The report points out the necessity of locking up violent and repeat offenders, but notes that prison growth and higher incarceration rates do not reflect a parallel increase in crime, or a corresponding surge in the nation’s population at large. Instead, more people are behind bars principally because of a wave of policy choices that are sending more lawbreakers to prison and, through popular “three-strikes” measures and other sentencing laws, imposing longer prison stays on inmates.
As a result, states’ corrections costs have risen substantially. Twenty years ago, the states collectively spent $10.6 billion of their general funds—their primary discretionary dollars—on corrections. Last year, they spent more than $44 billion in general funds, a 315 percent jump, and more than $49 billion in total funds from all sources. Coupled with tightening state budgets, the greater prison expenditures may force states to make tough choices about where to spend their money. For example, Pew found that over the same 20-year period, inflation-adjusted general fund spending on corrections rose 127 percent while higher education expenditures rose just 21 percent.
“States are paying a high cost for corrections—one that may not be buying them as much in public safety as it should.
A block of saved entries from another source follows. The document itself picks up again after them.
PR #238, opened 2022-05-20
Provide metric options for TorchEstimator

KepingYan:


python/raydp/torch/torch_metrics.py
```diff
@@ -0,0 +1,44 @@
+import torchmetrics
+import sys
+module = sys.modules[__name__]
+
+class Torch_Metric():
```
carsonwang, line 5: Change to `TorchMetric` will be more consistent with the style in the project.

python/raydp/torch/torch_metrics.py
```diff
@@ -0,0 +1,44 @@
...
+    def __init__(self, metrics_name, metrics_config):
+        self._metrics_name = metrics_name
+        self._preprocess_fun = {}
```
carsonwang, line 8: What about rename `fun` to `func` in all places?

carsonwang (commented):
What if torchmetrics is not installed? Is there any messages that remind the user to install or we add something to document?

python/raydp/torch/torch_metrics.py
KepingYan: done.

python/raydp/torch/torch_metrics.py
KepingYan: thanks. done.

KepingYan:
> What if torchmetrics is not installed? Is there any messages that remind the user to install or we add something to document?

if I use try...except... to import torchmetrics, it'll triggers pylint `import-outside-toplevel`, should I set to ignore this in code?

python/raydp/torch/estimator.py
```diff
@@ -119,6 +122,14 @@ def __init__(self,
                Note: Now the value can only be False
         :param num_processes_for_data_loader: the number of processes use to speed up data loading
         :param callbacks: which will be executed during training.
+        :param metrics_name: the name of metrics' classes used to evaluate model. the name can be
+               used refer: https://torchmetrics.readthedocs.io/en/latest/, For example:
```
carsonwang, line 126: What about changing "the name can be used refer:" to "The full name list is available at:".

python/raydp/torch/estimator.py
```diff
@@ -119,6 +122,14 @@ def __init__(self,
...
+               for classification tasks, it can be "Accuracy", "Precision" and "Recall";
+               for regression tasks, it can be "MeanAbsoluteError" or "MeanSquaredError".
+               You can also pass a custom torchmetrics.Metric, the class should be defined
+               with reference to https://torchmetrics.readthedocs.io/en/latest/pages/implement.html.
+        :param metrics_config: the config can be set to metrics which you need to set. Its format
```
carsonwang, line 131: Maybe simplify "the config can be set to metrics which you need to set." to something like "the optional config for the metrics."

python/raydp/torch/torch_metrics.py
```diff
@@ -0,0 +1,61 @@
...
+            assert isinstance(metrics_name, list), "metrics_name must be a list"
+            for metric in self._metrics_name:
+                if isinstance(metric, torchmetrics.Metric):
+                    self._preprocess_func[metric.__class__.__name__] = None
+                    self._metrics_func[metric.__class__.__name__] = metric
+                elif isinstance(metric, str) and hasattr(torchmetrics, metric):
+                    self._preprocess_func[metric] = getattr(module, "pre"+metric, None)
+                    if metrics_config is not None and metrics_config[metric] is not None:
+                        self._metrics_func[metric] = getattr(torchmetrics, metric)(
+                                                            **metrics_config[metric])
```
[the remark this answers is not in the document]
KepingYan: It is the parameter corresponding to a concrete metric class of torchmetrics ( I added this to the comments). So user can refer to torchmetrics doc.

python/raydp/torch/torch_metrics.py
```diff
@@ -0,0 +1,61 @@
...
+        self._preprocess_func = {}
+        self._metrics_func = {}
+        if self._metrics_name is not None:
+            assert isinstance(metrics_name, list), "metrics_name must be a list"
+            for metric in self._metrics_name:
+                if isinstance(metric, torchmetrics.Metric):
+                    self._preprocess_func[metric.__class__.__name__] = None
+                    self._metrics_func[metric.__class__.__name__] = metric
+                elif isinstance(metric, str) and hasattr(torchmetrics, metric):
+                    self._preprocess_func[metric] = getattr(module, "pre"+metric, None)
```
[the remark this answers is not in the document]
KepingYan: The purpose of _preprocess_func is: if we need some operations before calling the method of torchmetrics, we can define a _preprocess_func for a torchmetrics method. And there is no real implementation now.

python/raydp/torch/estimator.py
KepingYan: okay

carsonwang:
LGTM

And spending on prisons may be crowding out investments in other valuable programs that could enhance a state’s economic competitiveness,” said Susan K. Urahn, managing director of the Pew Center on the States. “There are other choices. Some state policy makers are experimenting with a range of community punishments that are as effective as incarceration in protecting public safety and allow states to put the brakes on prison growth.”
According to Pew, some states are attempting to protect public safety and reap corrections savings primarily by holding lower-risk offenders accountable in less-costly settings and using intermediate sanctions for parolees and probationers who violate conditions of their release. These include a mix of community-based programs such as day reporting centers, treatment facilities, electronic monitoring systems and community service—tactics recently adopted in Kansas and Texas. Another common intervention, used in Kansas and Nevada, is making small reductions in prison terms for inmates who complete substance abuse treatment and other programs designed to cut their risk of recidivism.
Pew was assisted in collecting state prison counts by the Association of State Correctional Administrators and the JFA Institute. The report also relies on data published by the U.S. Department of Justice’s Bureau of Justice Statistics, the National Association of State Budget Officers, and the U.S. Census Bureau.